Exercise brief: An exact reprint of all the records is the expected answer.
Segment Start: Given records
PR #338, opened 2015-05-07
Added a sparkline component

ColinEberhardt:
I've had enough of the website for a while, thought it was time to write an actual component!

image

The implementation makes use of the multi-series mapping and point series decoration. It's really good to see how the lower-level components can be assembled into higher-level charts :-)

### DIFF
--- a/src/chart/sparkline.js
+++ b/src/chart/sparkline.js
@@ -1,0 +1,117 @@
+(function(d3, fc) {
+    'use strict';
+
+    fc.charts.sparkline = function() {
+
+        // creates an array with four elements, representing the high, low, open and close
+        // values of the given array
+        function highLowOpenClose(data) {
+            var xValueAccessor = sparkline.xValue(),
+                yValueAccessor = sparkline.yValue();
+
+            var high = d3.max(data, yValueAccessor);
+            var low = d3.min(data, yValueAccessor);
+
+            function elementWithYValue(value) {
+                return data.filter(function(d) {
+                    return yValueAccessor(d) === value;
+                })[0];
+            }
+
+            return [{
+                    x: xValueAccessor(data[0]),
+                    y: yValueAccessor(data[0])
+                }, {
+                    x: xValueAccessor(elementWithYValue(high)),
+                    y: high
+                }, {
+                    x: xValueAccessor(elementWithYValue(low)),
+                    y: low
+                }, {
+                    x: xValueAccessor(data[data.length - 1]),
+                    y: yValueAccessor(data[data.length - 1])
+                }];
+        }
+
+        var xScale = fc.scale.dateTime();
+        var yScale = d3.scale.linear();
+        var line = fc.series.line();
+
+        // configure the point series to render the data from the
+        // highLowOpenClose function
+        var point = fc.series.point()
+            .xValue(function(d) { return d.x; })
+            .yValue(function(d) { return d.y; })
+            .decorate(function(sel) {
+                sel.attr('class', function(d, i) {
+                    switch (i) {
+                        case 0: return 'open';
+                        case 1: return 'high';
+                        case 2: return 'low';
+                        case 3: return 'close';
+                    }
+                });
+            });
+
+        var multi = fc.series.multi()
+            .series([line, point])
+            .mapping(function(data, series) {
+                switch (series) {
+                    case point:
+                        return highLowOpenClose(data);
+                    default:
+                        return data;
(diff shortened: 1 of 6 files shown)


src/chart/sparkline.js
```diff
@@ -0,0 +1,117 @@
...
+                multi.xScale(xScale)
+                    .yScale(yScale);
+
+                mainContainer.call(multi);
+
+            });
+        };
+
+        fc.utilities.rebind(sparkline, xScale, {
+            xDiscontinuityProvider: 'discontinuityProvider',
```
ColinEberhardt: Not really sure this is worth re-binding. Sparklines are so small that discontinuities would be a bit pointless.

src/chart/sparkline.js
```diff
@@ -0,0 +1,117 @@
...
+        // creates an array with four elements, representing the high, low, open and close
+        // values of the given array
+        function highLowOpenClose(data) {
+            var xValueAccessor = sparkline.xValue(),
+                yValueAccessor = sparkline.yValue();
+
+            var high = d3.max(data, yValueAccessor);
+            var low = d3.min(data, yValueAccessor);
+
+            function elementWithYValue(value) {
```
chrisprice: I can't think of a better way of doing this but it feels wrong...

src/chart/sparkline.js
```diff
@@ -0,0 +1,117 @@
...
+        var yScale = d3.scale.linear();
+        var line = fc.series.line();
+
+        // configure the point series to render the data from the
+        // highLowOpenClose function
+        var point = fc.series.point()
+            .xValue(function(d) { return d.x; })
+            .yValue(function(d) { return d.y; })
+            .decorate(function(sel) {
+                sel.attr('class', function(d, i) {
```
chrisprice: Could you use classed?

src/chart/sparkline.js
```diff
@@ -0,0 +1,117 @@
...
+
+        var sparkline = function(selection) {
+
+            point.radius(sparkline.radius.value);
+
+            selection.each(function(data) {
+
+                var container = d3.select(this);
+
+                var mainContainer = container.selectAll('g')
```
chrisprice: Do we need the container?

src/chart/sparkline.js
```diff
@@ -0,0 +1,117 @@
...
+                    .data([data]);
+                mainContainer.enter()
+                    .append('g')
+                    .classed('sparkline', true)
+                    .layout({
```
chrisprice: Do we need the layout?

chrisprice: As in could we just pad the ranges?

src/chart/sparkline.js
ColinEberhardt: Yeah, I know what you mean - having to scan the array twice, is not ideal. Perhaps I should replace this with my own reduce-based implementation.

src/chart/sparkline.js
ColinEberhardt: Yes, but I think it would be more messy ...

```
sel.classed({
  open: function(d, i) { return i === 0; },
  high: function(d, i) { return i === 1; },
  low: function(d, i) { return i === 2; },
  close: function(d, i) { return i === 3; },
})
```

src/chart/sparkline.js
ColinEberhardt: > As in could we just pad the ranges?

Not easily - if I understand you correctly!

The margin around the container is in the screen coordinate system, it is the margin required to ensure that the circles do not fall outside of the bounds on the `container` element. 

To achieve this via the scale ranges would require converting this into the domain coordinate system.

src/chart/sparkline.js
chrisprice: Oh yea, kind of forgot we didn't have lamdas (was watching a talk on them!)

src/chart/sparkline.js
chrisprice: Could we not just pad the range (pixel) values by the radius value?

ColinEberhardt:
> Could we not just pad the range (pixel) values by the radius value?

This is what I've done, although it did involve pulling out the logic from the layout component for measuring the dimensions of an element (minus padding). Which probably isn't a bad thing!

chrisprice:
Looks good to me. It'll definitely add some "spark" to the library...

ColinEberhardt:
Thanks Chris - I'll merge :-)

PR #339, opened 2015-05-07
Added sparklines to website

ColinEberhardt:
This assumes that #338 is merged ;-)


ColinEberhardt:
As #338 has landed, I'll merge this also.

PR #477, opened 2017-09-09
fix some interactions between select queries and sub objects

### LINKED ISSUE #475: Using Query.select() will break ParseObject.has() on undefined field
Ref: https://github.com/parse-community/parse-server/issues/3999
Caused: https://github.com/parse-community/Parse-SDK-JS/pull/409
```
  const obj = new Parse.Object('TestObject'); // Yay no foo
    obj.save().then(() => {
      const query = new Parse.Query('TestObject');
      query.select('foo');
      return query.get(obj.id);
    }).then((result) => {
      expect(result.has('foo')).toBe(false); // result.has('foo') returns true ?!?? :(
      done();
    }).catch(done.fail);
```

Up for grabs

dstarke:
Fixes some issues introduced by #409, and I think should fix #475.

### DIFF
--- a/src/ParseQuery.js
+++ b/src/ParseQuery.js
@@ -67,10 +67,12 @@ function handleSelectResult(data: any, select: Array<string>){
 
       pathComponents.forEach((component, index, arr) => {
         // add keys if the expected data is missing
-        if (!obj[component]) {
-          obj[component] = (index == arr.length-1) ? undefined : {};
+        if (obj && !obj.hasOwnProperty(component)){
+          obj[component] = undefined;
         }
-        obj = obj[component];
+        if(obj !== undefined){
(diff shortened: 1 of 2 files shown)


dstarke:
Ref: parse-community/parse-server#3999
Segment End: Given records
Solved problem:
PR #338, opened 2015-05-07
Added a sparkline component

ColinEberhardt:
I've had enough of the website for a while, thought it was time to write an actual component!

image

The implementation makes use of the multi-series mapping and point series decoration. It's really good to see how the lower-level components can be assembled into higher-level charts :-)

### DIFF
--- a/src/chart/sparkline.js
+++ b/src/chart/sparkline.js
@@ -1,0 +1,117 @@
+(function(d3, fc) {
+    'use strict';
+
+    fc.charts.sparkline = function() {
+
+        // creates an array with four elements, representing the high, low, open and close
+        // values of the given array
+        function highLowOpenClose(data) {
+            var xValueAccessor = sparkline.xValue(),
+                yValueAccessor = sparkline.yValue();
+
+            var high = d3.max(data, yValueAccessor);
+            var low = d3.min(data, yValueAccessor);
+
+            function elementWithYValue(value) {
+                return data.filter(function(d) {
+                    return yValueAccessor(d) === value;
+                })[0];
+            }
+
+            return [{
+                    x: xValueAccessor(data[0]),
+                    y: yValueAccessor(data[0])
+                }, {
+                    x: xValueAccessor(elementWithYValue(high)),
+                    y: high
+                }, {
+                    x: xValueAccessor(elementWithYValue(low)),
+                    y: low
+                }, {
+                    x: xValueAccessor(data[data.length - 1]),
+                    y: yValueAccessor(data[data.length - 1])
+                }];
+        }
+
+        var xScale = fc.scale.dateTime();
+        var yScale = d3.scale.linear();
+        var line = fc.series.line();
+
+        // configure the point series to render the data from the
+        // highLowOpenClose function
+        var point = fc.series.point()
+            .xValue(function(d) { return d.x; })
+            .yValue(function(d) { return d.y; })
+            .decorate(function(sel) {
+                sel.attr('class', function(d, i) {
+                    switch (i) {
+                        case 0: return 'open';
+                        case 1: return 'high';
+                        case 2: return 'low';
+                        case 3: return 'close';
+                    }
+                });
+            });
+
+        var multi = fc.series.multi()
+            .series([line, point])
+            .mapping(function(data, series) {
+                switch (series) {
+                    case point:
+                        return highLowOpenClose(data);
+                    default:
+                        return data;
(diff shortened: 1 of 6 files shown)


src/chart/sparkline.js
```diff
@@ -0,0 +1,117 @@
...
+                multi.xScale(xScale)
+                    .yScale(yScale);
+
+                mainContainer.call(multi);
+
+            });
+        };
+
+        fc.utilities.rebind(sparkline, xScale, {
+            xDiscontinuityProvider: 'discontinuityProvider',
```
ColinEberhardt: Not really sure this is worth re-binding. Sparklines are so small that discontinuities would be a bit pointless.

src/chart/sparkline.js
```diff
@@ -0,0 +1,117 @@
...
+        // creates an array with four elements, representing the high, low, open and close
+        // values of the given array
+        function highLowOpenClose(data) {
+            var xValueAccessor = sparkline.xValue(),
+                yValueAccessor = sparkline.yValue();
+
+            var high = d3.max(data, yValueAccessor);
+            var low = d3.min(data, yValueAccessor);
+
+            function elementWithYValue(value) {
```
chrisprice: I can't think of a better way of doing this but it feels wrong...

src/chart/sparkline.js
```diff
@@ -0,0 +1,117 @@
...
+        var yScale = d3.scale.linear();
+        var line = fc.series.line();
+
+        // configure the point series to render the data from the
+        // highLowOpenClose function
+        var point = fc.series.point()
+            .xValue(function(d) { return d.x; })
+            .yValue(function(d) { return d.y; })
+            .decorate(function(sel) {
+                sel.attr('class', function(d, i) {
```
chrisprice: Could you use classed?

src/chart/sparkline.js
```diff
@@ -0,0 +1,117 @@
...
+
+        var sparkline = function(selection) {
+
+            point.radius(sparkline.radius.value);
+
+            selection.each(function(data) {
+
+                var container = d3.select(this);
+
+                var mainContainer = container.selectAll('g')
```
chrisprice: Do we need the container?

src/chart/sparkline.js
```diff
@@ -0,0 +1,117 @@
...
+                    .data([data]);
+                mainContainer.enter()
+                    .append('g')
+                    .classed('sparkline', true)
+                    .layout({
```
chrisprice: Do we need the layout?

chrisprice: As in could we just pad the ranges?

src/chart/sparkline.js
ColinEberhardt: Yeah, I know what you mean - having to scan the array twice, is not ideal. Perhaps I should replace this with my own reduce-based implementation.

src/chart/sparkline.js
ColinEberhardt: Yes, but I think it would be more messy ...

```
sel.classed({
  open: function(d, i) { return i === 0; },
  high: function(d, i) { return i === 1; },
  low: function(d, i) { return i === 2; },
  close: function(d, i) { return i === 3; },
})
```

src/chart/sparkline.js
ColinEberhardt: > As in could we just pad the ranges?

Not easily - if I understand you correctly!

The margin around the container is in the screen coordinate system, it is the margin required to ensure that the circles do not fall outside of the bounds on the `container` element. 

To achieve this via the scale ranges would require converting this into the domain coordinate system.

src/chart/sparkline.js
chrisprice: Oh yea, kind of forgot we didn't have lamdas (was watching a talk on them!)

src/chart/sparkline.js
chrisprice: Could we not just pad the range (pixel) values by the radius value?

ColinEberhardt:
> Could we not just pad the range (pixel) values by the radius value?

This is what I've done, although it did involve pulling out the logic from the layout component for measuring the dimensions of an element (minus padding). Which probably isn't a bad thing!

chrisprice:
Looks good to me. It'll definitely add some "spark" to the library...

ColinEberhardt:
Thanks Chris - I'll merge :-)

PR #339, opened 2015-05-07
Added sparklines to website

ColinEberhardt:
This assumes that #338 is merged ;-)


ColinEberhardt:
As #338 has landed, I'll merge this also.

PR #477, opened 2017-09-09
fix some interactions between select queries and sub objects

### LINKED ISSUE #475: Using Query.select() will break ParseObject.has() on undefined field
Ref: https://github.com/parse-community/parse-server/issues/3999
Caused: https://github.com/parse-community/Parse-SDK-JS/pull/409
```
  const obj = new Parse.Object('TestObject'); // Yay no foo
    obj.save().then(() => {
      const query = new Parse.Query('TestObject');
      query.select('foo');
      return query.get(obj.id);
    }).then((result) => {
      expect(result.has('foo')).toBe(false); // result.has('foo') returns true ?!?? :(
      done();
    }).catch(done.fail);
```

Up for grabs

dstarke:
Fixes some issues introduced by #409, and I think should fix #475.

### DIFF
--- a/src/ParseQuery.js
+++ b/src/ParseQuery.js
@@ -67,10 +67,12 @@ function handleSelectResult(data: any, select: Array<string>){
 
       pathComponents.forEach((component, index, arr) => {
         // add keys if the expected data is missing
-        if (!obj[component]) {
-          obj[component] = (index == arr.length-1) ? undefined : {};
+        if (obj && !obj.hasOwnProperty(component)){
+          obj[component] = undefined;
         }
-        obj = obj[component];
+        if(obj !== undefined){
(diff shortened: 1 of 2 files shown)


dstarke:
Ref: parse-community/parse-server#3999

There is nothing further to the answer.